5. In February 2023, the current account saw a deficit of only $74 million and the cumulative deficit now
stands at $3.9 billion in Jul-Feb FY23, about 68 percent lower from the same period last year. This mainly
reflects the contraction in imports, which continues to outweigh the combined decline in remittances and
exports. Importantly, workers’ remittances have slightly recovered on m/m basis in February and the
momentum is expected to continue in coming months. However, despite the lower current account deficit,
higher loan repayments relative to disbursements are keeping the foreign exchange reserves under pressure.

Fiscal sector

6. The MPC views that the fiscal outcomes during Jul-Jan FY23 have been encouraging in the context of
achieving macroeconomic stability. The fiscal deficit was contained to 2.3 percent of GDP during Jul-Jan
FY23 compared to 2.8 percent in the same period last year, while the primary balance posted a surplus of 1.1
percent of GDP against a deficit of 0.3 percent last year. This improvement in the primary balance was
achieved on the back of lower subsidies, grants and development spending. Growth in tax revenues, however,
has remained below target, amidst a slowdown in economic activity, reduction in imports and inadequate
policy focus on expanding the tax net, while debt servicing has increased.
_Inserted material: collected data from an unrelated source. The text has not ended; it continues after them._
PR #2400, opened 2016-12-04
Added generic cascade deletion trigger handler.

### LINKED ISSUE #2377: Recurring Donation is not deleted if Account/Contact are deleted
We are seeing users who are getting NPSP Error emails with the error "Attempt to de-reference a null object"

This appears to consistently be because the Organization and Contact are blank on a Recurring Donation record.

I don't believe this is bad data entry. When you insert a Recurring Donation without an Organization or Contact, you get an error. 

This is a consistent way to reproduce the error and may be why our users are hitting it - when an Account (or Contact) connected to the Recurring Donation is deleted, the Recurring Donation is left behind! The nightly batch is attempting to roll up that now orphaned Recurring Donation record and getting the exception.

Steps to repeat:

1. Create Organization Account (or Contact)
2. Create Recurring Donation, open, $1, Yearly Installment Period (so there's only 1 opp created)
3. Delete Organization Account (or Contact)
4. Run Recurring Donation Rollup - get 'Attempt to de-reference a null object."

Recurring Donation is not deleted as part of the cascade delete of Account/Contact (even though the Opportunities are deleted). 

Delete behavior should remove orphaned Recurring Donation, and/or those records should not be calculated in the batch update.

### LINKED ISSUE #2382: Deleting an opportunity with allocations should delete the allocation

njjc:
# Critical Changes

# Changes

# Issues Closed
- Fixed #2377 
- Fixed #2382


njjc:
@jjbennett @davidhabib I created this handler for cascade deletion over lookup fields. I know it's a standard option now, but that's only when creating new lookup fields, so we needed a way to cascade delete via lookup on objects already in our package.

I'd love to get your thoughts on [this part](https://github.com/SalesforceFoundation/Cumulus/pull/2400/files#diff-26720effda6dd6fb08588d4daf16a9c2R52). We could easily make the design user extensible by using a custom setting instead of the private map, does that seem worthwhile to users, or should we just keep it as an internal utility?

njjc:
@davidhabib Jen and I met about this, we thought it a fine idea to keep the values hard coded for now, and that we can easily extend it to a custom setting at a later date if we decide it could be useful. This is ready for review.

njjc:
Just realized that Jen was assigned in AA so switching this over to her.

src/classes/UTIL_CascadeDeleteLookups_TDTM.cls
```diff
@@ -0,0 +1,131 @@
...
+    ********************************************************************************************************/
+    public override DmlWrapper run(List<SObject> newlist, List<SObject> oldlist, 
+        TDTM_Runnable.Action triggerAction, Schema.DescribeSObjectResult objResult) {
+
+        if (cascades.containsKey(objResult.getSObjectType())) {
+            for (String childLookup : cascades.get(objResult.getSObjectType())) {
+                try {
+                    cascadeDelete(newlist, oldlist, childLookup, triggerAction);
+                } catch (Exception ex) {
+                    ERR_Handler.processError(ex, 'TDTM');
```
davidhabib: this just logs the error.  wouldn't we expect this to propagate any exception instead?

davidhabib:
@njjc Nice job Nic on this.  I like the design.  Just one question on a place where you are not propagating exceptions.

src/classes/UTIL_CascadeDeleteLookups_TDTM.cls
njjc: I didn't think we'd want to throw an exception for an operation that would have succeeded but left behind orphaned records previously. Let's discuss.

njjc:
@davidhabib Jen just discovered that [cascade deleted objects don't invoke triggers](https://developer.salesforce.com/docs/atlas.en-us.apexcode.meta/apexcode/apex_triggers_ignoring_operations.htm) which means, e.g. in the contact delete override that deletes the Account and relies on cascade to delete the single Contact, our trigger isn't invoked and the recurring donation related to the Contact isn't deleted since before/after delete of Contact triggers aren't invoked.

Basically this design won't work due to that issue. I'm trying to brainstorm a way to work around that.

davidhabib:
well we could certainly change CON_DeleteContactOverride_CTRL to always delete the contact first, but do we still have the problem elsewhere, where one of our Contacts, Accounts, or Opps are being deleted thru a parent's cascade?

njjc:
Yeah, exactly. This won't work on any operation where the object is being deleted through its parent's cascade.

njjc:
@jjbennett @davidhabib @mpusto While this design won't work for objects that are part of a cascade delete, it's still better than what we have now. 

I can't think of a good way to generically handle the case where the object being deleted doesn't have its triggers run due to standard cascade deletion, I need more time to think about it.

Should we put this in anyhow? It will save us some nightly recurring donations errors, and cascade delete orphaned objects it some cases.

njjc:
@jjbennett I FIGURED OUT A SOLUTION! Simple fix too! This should be good to go, I'd love to get it in before freeze.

In this context, the Committee
noted that delivering the envisaged fiscal consolidation is important to complement the ongoing monetary
tightening in order to achieve price stability.

Monetary and inflation outlook.

7. Broad money growth showed a slight uptick in February, primarily due to a significant expansion in net
domestic assets of the banking system. This was largely on account of higher public sector borrowing as
growth in private sector credit decelerated sharply to 11.1 percent in February 2023 from 18.6 percent in
February 2022. On a monthly basis, private sector credit recorded a contraction for the second consecutive
month in February. This contraction was due to retirement in fixed investment and consumer loans, while
working capital loans saw a marginal seasonal uptick during the month.
8. As the MPC had anticipated, national CPI inflation further rose to 35.4 percent in March 2023, resulting
in average inflation of 27.3 percent during Jul-Mar FY23. The MPC noted that the surge in inflation was
broad-based, though a large part of it was contributed by food and energy components. This reflects the passthrough of increases in taxes and duties, unwinding of untargeted energy subsidies and the recent exchange
rate depreciation. Importantly, core inflation has risen to 18.6 percent in urban and 23.1 percent in rural
baskets, indicating the second-round impacts of the above-mentioned adjustments. The Committee also
viewed the increase in core inflation as partly driven by the elevated inflation expectations, as indicated by
recent sentiment surveys. To anchor these expectations, the MPC views its current monetary policy stance as
appropriate to keep the real interest rate in positive territory on a forward-looking basis.